憲法がよく改正される国もあれば、対照的に一度も改正されたことのない国があります。例えば、アメリカでは憲法改正が何度もされた歴史があるのに対し、日本では憲法を改正しようとする試みが一時期注目を集めたことはあったものの、日本国憲法が制定されてから約70年間一度も改正されていない状況です。
では、ロシアの憲法改正事情はどのようなものとなっているのでしょうか。
ロシアで憲法改正手続が進行中
実はまさに現在、ロシアでは憲法改正に向け手続が進められている状況です。
きっかけは、2020年1月15日にプーチン大統領が憲法改正を提案したことにあります。提案と同日に作業グループが組まれ、1月20日には、下院に憲法改正法案が提出されました。

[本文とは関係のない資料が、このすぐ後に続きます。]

PR #927, opened 2025-01-28
Enable the setting of the measured feet transform for the Unicycle Trajectory Generator

LoreMoretti:
This PR adds a member function to set the feet measured transform in the Unicycle Trajectory Generator

The feet measured transforms are used by the unicycle planner when regenerating the trajectory.

### DIFF
--- a/src/Planners/include/BipedalLocomotion/Planners/UnicycleTrajectoryGenerator.h
+++ b/src/Planners/include/BipedalLocomotion/Planners/UnicycleTrajectoryGenerator.h
@@ -175,9 +175,9 @@ public:
     std::chrono::nanoseconds getSamplingTime() const;
 
     /**
-     * @brief Set the measured transform to use when regenerating the trajectory.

上院での憲法改正審議にあたっては作業部会が開催されており、第1回の作業部会は1月23日に無事に行われました。もっとも、改正事項が多岐にわたるためか、2月11日に予定されていた第2回の作業部会は2月下旬~3月上旬頃に延期がされることが決定されました。
具体的な改正内容
憲法改正の内容は、プーチン大統領が改正を提案した際には22個の改正事項が掲げられていましたが、その後、改正事項はさらに増えているうえ、改正内容も福祉に関するものから憲法裁判所の制度改革まで多岐にわたっています。
例えば改正内容の1つとしては、大統領候補者の要件を、25年以上ロシアに居住している者(現在は10年間の居住が必要)で、かつ、外国籍又は外国の永住権を有しないものに限定することが検討されています。

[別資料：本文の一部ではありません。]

PR #989, opened 2025-06-06
Added possibility to avoid logging code status, robot and cameras

S-Dafarra:
I have touched the logger code to allow the following:
- avoid logging the code status
- avoid logging the cameras with a single parameter
- avoid logging the robot.

The last point has been the trickiest, since most of the preparation work was done in the ``attachAll`` method. When not using the robot nor the cameras, it would be possible not to have any device attached. Hence, I had to make sure that the logger was properly started even when the ``attachAll`` method was not called.

I also took the occasion to introduce a few auxiliary methods to make the opening and preparation phases cleaner

PR #997, opened 2025-06-26
Add possibility to log frames in the logger device

S-Dafarra:
This is on top of #989 

This PR allows storing the value of some frames streamed from the transform server. 

The device to read the transforms is created internally and not attached, so the logger is able to start even if the transform server is not running.

The frames are obtained automatically given some specified parent frames.


GiulioRomualdi (approved):
Nice!!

中でも、福祉に関連する改正では、労働最低賃金を最低生活水準を下回らないものとすること、年金や社会的給付等が最低生活水準を下回らないものとし、物価スライド(インデクセーション)を保証することを憲法に盛り込むことが検討されており、これらは90%もの国民の支持を集めている状況です。
今後のスケジュール
現在、国民投票は4月12日に行われると予想されていますが、作業部会の延期との関係で国民投票の日程がさらに遅くなることも十分に考えられます。

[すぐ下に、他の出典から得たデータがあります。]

PR #425, opened 2021-01-25
Add user defined tools download command option

LinuxSuRen:
This PR provider an extension point for downloading tools, for example, users can set the timeout, proxy, or retry under some poor network environment. Or users even can choose another cli, it might be wget. Perhaps we should have a build-in download function instead of totally rely on the external one.


LinuxSuRen:
This is an example of usage under the new feature:

`kk create cluster -y --download-cmd 'hd get -t 8 -o %s %s'`

[hd](https://github.com/LinuxSuRen/http-downloader) is a tool that can download files with multi-thread.

PR #443, opened 2021-02-02
Fix download-cmd parameter about adding nodes and updating cluster

Forest-L:
Signed-off-by: Forest-L <lilin@yunify.com>

### DIFF
--- a/go.mod
+++ b/go.mod
@@ -4,7 +4,7 @@ go 1.14
 
 require (
 	github.com/dominodatalab/os-release v0.0.0-20190522011736-bcdb4a3e3c2f
-	github.com/go-logr/logr v0.4.0
+	github.com/go-logr/logr v0.1.0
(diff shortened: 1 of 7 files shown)


pixiake (commented):
/lgtm

go.mod
```diff
@@ -4,7 +4,7 @@ go 1.14
 
 require (
 	github.com/dominodatalab/os-release v0.0.0-20190522011736-bcdb4a3e3c2f
-	github.com/go-logr/logr v0.4.0
+	github.com/go-logr/logr v0.1.0
```
LinuxSuRen, line 7: It's wired. Why downgrade the version of `go-logr` here.

pixiake: operator-sdk does not support logr v0.4.0

LinuxSuRen: Got you.

PR #448, opened 2021-02-04
V1.1.0 alpha.1 branch

xww822:
接受提交


pixiake:
I think the comments should be in English.

pixiake:
kubekey provides addons to deploy custom plugins， so it is recommended to use the addons to deploy rook-ceph.
https://github.com/kubesphere/kubekey/blob/master/docs/addons.md

shaowenchen:
Thanks for your contribution. @xww822 

 However, we need to keep each pr single. so, I suggest turning off this pr and splitting it into multiples.

Issue #546, opened 2021-06-02
Etcd backup failed for wrong ENDPOINTS


lshmouse:
```
# bash /usr/local/bin/kube-scripts/etcd-backup.sh
2021-06-02 09:58:55.673881 I | ignoring v3 raft entry
2021-06-02 09:58:55.673892 I | ignoring v3 raft entry
2021-06-02 09:58:55.673899 I | ignoring v3 raft entry
Error: snapshot must be requested to one selected node, not multiple [https://10.38.201.221:2379 https://10.38.201.180:2379 https://10.38.201.90:2379]

# ls -al etcd-2021-06-02_09:58:55
total 12
drwxr-xr-x 3 root root 4096 Jun  2 09:58 .
drwxr-xr-x 6 root root 4096 Jun  2 09:59 ..
drwx------ 4 root root 4096 Jun  2 09:58 member

```

lshmouse:
The dir name : etcd-2021-06-02_09:46:43 is not convenient for bash completion

lshmouse:
Also see: https://bugzilla.redhat.com/show_bug.cgi?id=1822924

LinuxSuRen:
hi @lshmouse , please help to check if #547 fixed this issue. I saw you just left the comment `Ref #546`. 

/kind bug

PR #547, opened 2021-06-02
Set Etcdendpoint to local node instead of all etcd members in etcd-backup.sh

lshmouse:
as title～

Ref https://github.com/kubesphere/kubekey/issues/546


pixiake:
Thanks for the contribution！

PR #554, opened 2021-06-04
Fix: modified the timer in run_task.go

### LINKED ISSUE #552: There may be a bug in the code that excute tasks in parallel
i'm reading the code in this file `run_task.go`.

```
if parallel {
		go func(result chan string, ccons chan struct{}) {
			for i := 0; i < hostNum; i++ {
				select {
				case <-result:
				case <-time.After(time.Minute * Timeout):
					mgr.Logger.Fatalf("Execute task timeout, Timeout=%ds", Timeout)
				}
				wg.Done()
				<-ccons
			}
		}(result, ccons)
	}
```

it will be generating a new `timer` every times in the loop. 

So when timeout takes effect, the execution result may appears:

```
// assume timeout = 120s
task 1 complete
task 2 complete
// timeout 
Execute task timeout, Timeout=120s
// generate a new timer and the timeout is be set up 120s
task 4 complete
task 5 complete
```  

I guess there should be a consistent timeout for  every task in parallel. When the timeout takes effect, All unfinished tasks should be shutdown (pherhaps there is only printing a fatal log in the code).

So, how do you think that? Maybe I can help with to modify it.

24sama:
Modified the timer in run_task.go

Resolve the problem of inconsistent task timeout control. I move the timer into the goruntine, and every goruntine has a timer. Because of that, the time of each timer will be vary close.

Which issue(s) this PR fixes:
Fix #552

### DIFF
--- a/pkg/util/manager/run_task.go
+++ b/pkg/util/manager/run_task.go
@@ -99,25 +99,8 @@ func (mgr *Manager) RunTaskOnNodes(nodes []kubekeyapiv1alpha1.HostCfg, task Node
 	hasErrors := false
 
 	wg := &sync.WaitGroup{}
-	result := make(chan string)
 	ccons := make(chan struct{}, DefaultCon)
-	defer close(result)
 	defer close(ccons)
-	hostNum := len(nodes)
-
-	if parallel {
-		go func(result chan string, ccons chan struct{}) {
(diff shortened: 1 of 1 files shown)


pixiake (commented):
/lgtm

pixiake:
@all-contributors please add @24sama for code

また、具体的な投票の方法もまだ方針が定まっていない状況です。プーチン大統領はすべての改正事項をまとめて一つの票で投票するよう処理しようとしていますが、国内の法律家はこれに対して異議を述べている状況です。反対の主な理由は、国民が強く支持する福祉関連の改正を利用して、福祉関連以外の改正もどさくさに紛れて行われる可能性を懸念していることが挙げられています。